As I said, I am still not sure where I am on this journey.  But, I have come to understand what I believe to be the true meaning of a ‘well-regulated militia.’  Yeah, the so-often forgotten part of that amendment everyone loves to argue about, especially after a mass shooting.  I don’t believe it really has so much to do with protecting our right to own weapons as it does with addressing the need for citizens who can defend this nation from attack.  Because, the original intent, I believe, was for our country not to maintain a standing army, but to be able to call up the citizenry in the event of an attack. To defend our borders, to defend our homes, to defend our families.

Now, I find myself a long ways down the road of this 180 degree journey, once again questioning my direction.  The guns don’t scare me anymore.  What does, what truly terrifies me, is this culture of violence we seem to be wrapping ourselves in.  This culture that lacks empathy for one another.  We raise our kids on violent entertainment, we allow them to avoid humanizing face-to-face interaction with their peers by giving them cell phones, tablets, computers, talking robots.  When they act like kids, we freak out and drug them.  We don’t even seem to mind that when a commercial during our nightly news isn’t about pharmaceuticals, it is about the violent program that will come on after the news.  We just sit blankly, letting our kids watch and absorb it.  We normalize violence, we make it acceptable, and then, we scream and yell about the weapons when somebody unleashes.

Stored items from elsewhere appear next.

PR #8319, opened 2026-08-12
Show App Events extension status in dev sessions

Barefoot0:
# TL;DR

Show `analytics_app_events  Extension loaded` after Shopify CLI successfully creates or updates a dev session containing an Analytics App Events extension.

# Context

`analytics_app_events` is currently a remote-only extension specification. Shopify CLI includes its TOML configuration in the dev-session flow, but the extension has neither client build steps nor a `getDevSessionUpdateMessages` hook, so it is silent after `Ready`.

# Changes

- Register a thin local, contract-based `analytics_app_events` specification that returns `Extension loaded` through the existing dev-session message hook.
- Let contract-based specifications opt into that existing hook without changing the default behavior of any other extension type.
- Retain the remote platform JSON schema as the source of truth for App Events configuration validation.
- Add coverage for the exact handle-prefixed message, remote-schema merging, and silence for a representative existing contract-based extension.

### DIFF
--- a/.changeset/quiet-app-events-status.md
+++ b/.changeset/quiet-app-events-status.md
@@ -1,0 +1,5 @@
+---
+'@shopify/app': minor
+---
+
+Show a status message when an Analytics App Events extension loads during `shopify app dev`.
--- a/packages/app/src/cli/models/extensions/extension-instance.ts
+++ b/packages/app/src/cli/models/extensions/extension-instance.ts
@@ -394,9 +394,9 @@ export class ExtensionInstance<TConfiguration extends BaseConfigType = BaseConfi
     }
   }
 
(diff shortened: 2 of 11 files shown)


Barefoot0:
Screenshot 2026-08-17 at 2 57 29 PM
Image of my local testing. 
It logs a message when it is loaded, but doesn't repeat that message every time it is changed.

amcaplan:
This code passes through a very specific value (session status) for a very specific purpose, which I don't love as it emphasizes special casing in shared code. ‏ ‏I can see an argument for passing through the entire dev session result, though, as it opens up more possibilities for various extensions in the future.

Barefoot0:
Closed by https://github.com/Shopify/cli/pull/8350 (Dev Platform decided to make it a general implementation, not specific to one extension).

But, in all of the yelling, no one will tell me exactly how they see increased gun control successfully putting a stop to mass killings.  How will increased gun control keep illegal guns out of criminal hands?  How will increased gun control keep the next Dylann Roof from simply building a bomb to detonate inside the church of those he hates?  It is the anger, the hatred, the violence, the lack of compassion.  It is not the method used to unleash those.

I am still open on this debate.  I want to put a stop to babies dying in their schools.  I would love to hear some legitimate ideas.  Sure, I’m enjoying shooting red cups, paper targets, and rotten produce, but if somebody can present me with a true argument in support of disarming the citizens who are supposed to be our national defense, I might be willing to consider giving up my gun.

But you had better be ready to explain to me how you are going to address the root causes of these violent killings because I hate band aids.  And, you had also better be ready to explain to me why you aren’t ‘up in arms’ over all the people, all the babies, dying around the world as a result of the bombs, and moderate rebels, our own government is unleashing on them.  You better be ready to tell me why you are silent about their deaths.